━━ RAW DATA

PR #10197, opened 2016-07-30
remove win32 win10sdk dependency

ghost:
This enables VS2015 builds with cmake generated sln if winsdk10 version is > the one specified in this project file


MartijnKaijser:
jenkins build and merge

━━━━

## INSTRUCTIONS TO FOLLOW
Repeat, exactly as they stand, the line that contains "remove win32 win10sdk dependency" and all the lines after it in the data above.

## SOLUTION TO THE EXERCISE
remove win32 win10sdk dependency

ghost:
This enables VS2015 builds with cmake generated sln if winsdk10 version is > the one specified in this project file


MartijnKaijser:
jenkins build and merge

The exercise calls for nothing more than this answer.